BEGIN Dataset records
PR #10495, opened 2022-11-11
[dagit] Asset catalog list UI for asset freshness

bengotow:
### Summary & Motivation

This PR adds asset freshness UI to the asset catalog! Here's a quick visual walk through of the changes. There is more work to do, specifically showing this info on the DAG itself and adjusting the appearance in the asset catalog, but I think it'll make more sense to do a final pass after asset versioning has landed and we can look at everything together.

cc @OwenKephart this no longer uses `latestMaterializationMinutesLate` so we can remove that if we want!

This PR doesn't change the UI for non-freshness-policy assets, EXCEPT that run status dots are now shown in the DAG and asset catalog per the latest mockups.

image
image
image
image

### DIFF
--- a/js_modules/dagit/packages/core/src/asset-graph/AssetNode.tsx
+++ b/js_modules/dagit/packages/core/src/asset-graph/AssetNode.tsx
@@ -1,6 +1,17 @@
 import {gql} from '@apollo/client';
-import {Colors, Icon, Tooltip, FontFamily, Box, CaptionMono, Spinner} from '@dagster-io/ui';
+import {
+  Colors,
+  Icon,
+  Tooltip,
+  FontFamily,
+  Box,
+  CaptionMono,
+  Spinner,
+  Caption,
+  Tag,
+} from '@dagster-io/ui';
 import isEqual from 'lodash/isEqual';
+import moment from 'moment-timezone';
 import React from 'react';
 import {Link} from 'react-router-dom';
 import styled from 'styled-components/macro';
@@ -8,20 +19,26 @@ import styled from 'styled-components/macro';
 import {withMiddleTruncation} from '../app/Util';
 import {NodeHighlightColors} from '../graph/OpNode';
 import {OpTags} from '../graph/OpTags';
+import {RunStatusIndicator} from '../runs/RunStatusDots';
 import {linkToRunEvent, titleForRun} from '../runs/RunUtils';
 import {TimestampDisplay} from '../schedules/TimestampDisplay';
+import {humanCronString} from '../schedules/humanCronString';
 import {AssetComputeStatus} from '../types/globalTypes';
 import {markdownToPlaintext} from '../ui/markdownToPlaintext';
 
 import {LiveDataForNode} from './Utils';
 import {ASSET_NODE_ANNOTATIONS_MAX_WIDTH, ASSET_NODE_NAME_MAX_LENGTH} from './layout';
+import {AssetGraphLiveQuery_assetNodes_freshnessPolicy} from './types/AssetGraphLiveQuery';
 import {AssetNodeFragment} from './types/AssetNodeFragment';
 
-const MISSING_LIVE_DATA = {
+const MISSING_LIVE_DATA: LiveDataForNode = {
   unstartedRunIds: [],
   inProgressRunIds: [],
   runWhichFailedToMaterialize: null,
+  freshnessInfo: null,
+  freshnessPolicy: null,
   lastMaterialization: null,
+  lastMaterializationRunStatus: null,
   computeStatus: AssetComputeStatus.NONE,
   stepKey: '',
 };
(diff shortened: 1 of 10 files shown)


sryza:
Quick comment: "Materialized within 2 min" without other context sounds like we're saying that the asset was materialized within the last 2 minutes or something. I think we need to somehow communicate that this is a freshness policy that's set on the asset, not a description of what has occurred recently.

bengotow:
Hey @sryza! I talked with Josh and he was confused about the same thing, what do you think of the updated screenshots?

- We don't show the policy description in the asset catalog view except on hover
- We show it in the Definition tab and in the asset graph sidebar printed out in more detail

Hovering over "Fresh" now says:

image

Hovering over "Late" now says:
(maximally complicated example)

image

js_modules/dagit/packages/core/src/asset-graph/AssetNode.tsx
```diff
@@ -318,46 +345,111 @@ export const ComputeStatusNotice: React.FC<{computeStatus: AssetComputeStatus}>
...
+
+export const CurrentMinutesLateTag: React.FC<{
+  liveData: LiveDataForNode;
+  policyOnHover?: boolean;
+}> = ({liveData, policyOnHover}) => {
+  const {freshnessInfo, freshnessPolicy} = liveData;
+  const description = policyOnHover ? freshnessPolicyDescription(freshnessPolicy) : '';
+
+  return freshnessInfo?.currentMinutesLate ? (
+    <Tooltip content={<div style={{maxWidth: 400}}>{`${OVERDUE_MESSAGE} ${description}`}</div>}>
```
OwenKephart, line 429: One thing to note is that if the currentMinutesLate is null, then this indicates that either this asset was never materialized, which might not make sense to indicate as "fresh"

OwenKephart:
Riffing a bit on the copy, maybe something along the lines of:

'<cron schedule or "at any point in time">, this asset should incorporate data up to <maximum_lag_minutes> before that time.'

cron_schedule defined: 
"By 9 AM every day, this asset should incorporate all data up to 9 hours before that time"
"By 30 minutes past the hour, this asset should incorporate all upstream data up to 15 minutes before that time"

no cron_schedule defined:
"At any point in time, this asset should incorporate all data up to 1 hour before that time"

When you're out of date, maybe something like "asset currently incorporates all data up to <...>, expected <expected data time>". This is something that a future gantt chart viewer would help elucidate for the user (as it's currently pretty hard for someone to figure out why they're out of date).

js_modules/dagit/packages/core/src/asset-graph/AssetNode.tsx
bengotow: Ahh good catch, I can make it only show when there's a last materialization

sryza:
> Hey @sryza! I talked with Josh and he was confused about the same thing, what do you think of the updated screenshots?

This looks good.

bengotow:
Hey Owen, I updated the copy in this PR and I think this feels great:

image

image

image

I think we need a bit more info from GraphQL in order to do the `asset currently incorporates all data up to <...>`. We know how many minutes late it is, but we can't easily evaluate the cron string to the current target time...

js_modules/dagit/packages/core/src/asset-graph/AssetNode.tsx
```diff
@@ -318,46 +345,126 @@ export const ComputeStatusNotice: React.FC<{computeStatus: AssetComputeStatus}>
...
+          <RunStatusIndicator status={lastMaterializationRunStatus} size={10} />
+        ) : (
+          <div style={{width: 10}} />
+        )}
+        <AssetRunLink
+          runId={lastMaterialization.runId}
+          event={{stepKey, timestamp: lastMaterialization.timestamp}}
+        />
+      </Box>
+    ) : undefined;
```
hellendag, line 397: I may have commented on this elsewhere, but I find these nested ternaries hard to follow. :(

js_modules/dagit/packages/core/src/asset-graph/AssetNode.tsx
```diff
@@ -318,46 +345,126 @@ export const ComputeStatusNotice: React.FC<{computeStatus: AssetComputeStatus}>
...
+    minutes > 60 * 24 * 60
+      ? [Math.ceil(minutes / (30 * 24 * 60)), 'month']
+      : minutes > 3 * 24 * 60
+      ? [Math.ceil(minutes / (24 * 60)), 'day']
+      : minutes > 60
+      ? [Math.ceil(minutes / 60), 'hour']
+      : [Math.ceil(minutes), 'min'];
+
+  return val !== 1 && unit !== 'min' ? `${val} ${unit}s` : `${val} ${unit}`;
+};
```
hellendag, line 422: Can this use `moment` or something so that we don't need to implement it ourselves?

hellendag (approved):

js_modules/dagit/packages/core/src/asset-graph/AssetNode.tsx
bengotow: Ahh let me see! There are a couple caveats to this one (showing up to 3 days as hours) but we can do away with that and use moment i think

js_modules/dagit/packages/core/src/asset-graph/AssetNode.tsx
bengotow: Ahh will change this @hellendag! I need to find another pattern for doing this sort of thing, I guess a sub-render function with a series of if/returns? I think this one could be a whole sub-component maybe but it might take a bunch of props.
END Dataset records
### What you will do
Take every line from the records that holds "Spinner" and copy it down.

### Exercise result
-import {Colors, Icon, Tooltip, FontFamily, Box, CaptionMono, Spinner} from '@dagster-io/ui';
+  Spinner,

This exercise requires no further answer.